[Saved data entries]
§ §
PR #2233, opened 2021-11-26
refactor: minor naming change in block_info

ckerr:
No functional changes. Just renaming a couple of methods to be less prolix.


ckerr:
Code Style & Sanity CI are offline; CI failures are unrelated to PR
§ §
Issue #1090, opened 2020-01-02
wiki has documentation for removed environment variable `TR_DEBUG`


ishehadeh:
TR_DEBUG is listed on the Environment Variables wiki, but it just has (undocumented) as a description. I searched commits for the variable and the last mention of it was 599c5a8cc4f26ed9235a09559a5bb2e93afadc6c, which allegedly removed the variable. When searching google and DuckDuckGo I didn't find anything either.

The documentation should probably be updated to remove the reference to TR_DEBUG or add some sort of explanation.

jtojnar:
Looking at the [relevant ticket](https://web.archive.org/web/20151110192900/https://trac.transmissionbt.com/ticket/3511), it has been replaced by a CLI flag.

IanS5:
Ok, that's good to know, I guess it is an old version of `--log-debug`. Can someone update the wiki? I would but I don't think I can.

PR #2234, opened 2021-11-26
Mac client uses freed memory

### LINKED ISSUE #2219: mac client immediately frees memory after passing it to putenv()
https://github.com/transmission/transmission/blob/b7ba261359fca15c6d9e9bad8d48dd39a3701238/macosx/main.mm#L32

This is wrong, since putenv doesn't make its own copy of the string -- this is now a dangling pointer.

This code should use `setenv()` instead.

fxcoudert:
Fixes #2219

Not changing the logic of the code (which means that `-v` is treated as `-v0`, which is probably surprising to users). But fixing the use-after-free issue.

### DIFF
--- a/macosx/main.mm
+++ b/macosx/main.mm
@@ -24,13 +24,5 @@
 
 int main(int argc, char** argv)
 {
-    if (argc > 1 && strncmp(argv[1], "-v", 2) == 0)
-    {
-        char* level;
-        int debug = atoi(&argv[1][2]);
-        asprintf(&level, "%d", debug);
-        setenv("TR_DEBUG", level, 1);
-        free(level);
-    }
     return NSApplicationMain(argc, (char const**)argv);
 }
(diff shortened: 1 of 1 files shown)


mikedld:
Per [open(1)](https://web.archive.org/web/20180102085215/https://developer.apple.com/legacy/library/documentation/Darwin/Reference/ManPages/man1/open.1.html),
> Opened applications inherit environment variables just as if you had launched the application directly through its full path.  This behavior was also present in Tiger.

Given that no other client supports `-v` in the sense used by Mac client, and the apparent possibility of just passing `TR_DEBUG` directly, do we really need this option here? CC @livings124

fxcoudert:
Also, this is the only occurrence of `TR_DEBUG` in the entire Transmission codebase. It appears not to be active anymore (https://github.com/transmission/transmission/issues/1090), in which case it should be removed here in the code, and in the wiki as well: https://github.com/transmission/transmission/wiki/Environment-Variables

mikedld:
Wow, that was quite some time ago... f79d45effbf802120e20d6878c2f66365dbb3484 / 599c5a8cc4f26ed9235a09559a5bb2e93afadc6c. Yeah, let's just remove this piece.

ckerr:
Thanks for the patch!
§ §
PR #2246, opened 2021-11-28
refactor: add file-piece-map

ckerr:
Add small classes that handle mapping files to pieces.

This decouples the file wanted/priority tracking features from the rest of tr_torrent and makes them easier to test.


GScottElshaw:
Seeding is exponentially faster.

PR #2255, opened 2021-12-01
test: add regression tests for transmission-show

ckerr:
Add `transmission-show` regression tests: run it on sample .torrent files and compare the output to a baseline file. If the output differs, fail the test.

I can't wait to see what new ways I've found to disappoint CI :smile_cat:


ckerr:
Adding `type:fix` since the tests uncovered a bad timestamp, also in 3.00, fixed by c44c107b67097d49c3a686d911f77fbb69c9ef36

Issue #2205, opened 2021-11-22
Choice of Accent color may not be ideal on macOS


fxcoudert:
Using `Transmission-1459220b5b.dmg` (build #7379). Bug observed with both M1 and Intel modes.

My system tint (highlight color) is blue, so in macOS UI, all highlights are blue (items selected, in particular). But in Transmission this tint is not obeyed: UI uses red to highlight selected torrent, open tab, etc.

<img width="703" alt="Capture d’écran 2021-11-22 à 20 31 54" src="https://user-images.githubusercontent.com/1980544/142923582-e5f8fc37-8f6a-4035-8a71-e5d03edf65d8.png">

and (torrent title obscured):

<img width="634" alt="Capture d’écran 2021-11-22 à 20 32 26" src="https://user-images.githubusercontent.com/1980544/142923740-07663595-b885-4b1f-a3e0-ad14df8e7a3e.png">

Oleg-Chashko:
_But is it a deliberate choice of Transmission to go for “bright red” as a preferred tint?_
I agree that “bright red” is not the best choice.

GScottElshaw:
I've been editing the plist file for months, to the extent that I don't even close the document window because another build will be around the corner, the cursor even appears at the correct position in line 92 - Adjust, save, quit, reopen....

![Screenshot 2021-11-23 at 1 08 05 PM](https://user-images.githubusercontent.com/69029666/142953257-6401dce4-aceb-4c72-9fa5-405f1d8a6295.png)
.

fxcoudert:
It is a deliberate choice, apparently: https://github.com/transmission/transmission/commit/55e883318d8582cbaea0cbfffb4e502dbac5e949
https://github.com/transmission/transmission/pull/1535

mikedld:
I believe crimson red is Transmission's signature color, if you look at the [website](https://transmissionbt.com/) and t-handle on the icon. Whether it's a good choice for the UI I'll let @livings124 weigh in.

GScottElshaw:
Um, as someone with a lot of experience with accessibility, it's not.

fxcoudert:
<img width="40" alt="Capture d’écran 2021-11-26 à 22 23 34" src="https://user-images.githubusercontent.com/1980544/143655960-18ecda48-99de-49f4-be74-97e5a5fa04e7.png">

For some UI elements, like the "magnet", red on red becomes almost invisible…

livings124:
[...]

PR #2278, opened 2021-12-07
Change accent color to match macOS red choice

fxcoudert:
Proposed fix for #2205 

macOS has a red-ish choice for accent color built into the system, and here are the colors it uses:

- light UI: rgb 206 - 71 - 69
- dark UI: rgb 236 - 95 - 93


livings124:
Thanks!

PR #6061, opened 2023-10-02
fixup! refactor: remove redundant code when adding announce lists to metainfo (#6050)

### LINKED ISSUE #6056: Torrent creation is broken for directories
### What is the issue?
§ §
**What the task asks:**
In the entries above, the lines between the one holding "PR #2233, opened 2021-11-26" and the one holding "Code Style &", inclusive, are to be printed exactly as written, and those alone.

**Exercise result:**
PR #2233, opened 2021-11-26
refactor: minor naming change in block_info

ckerr:
No functional changes. Just renaming a couple of methods to be less prolix.


ckerr:
Code Style & Sanity CI are offline; CI failures are unrelated to PR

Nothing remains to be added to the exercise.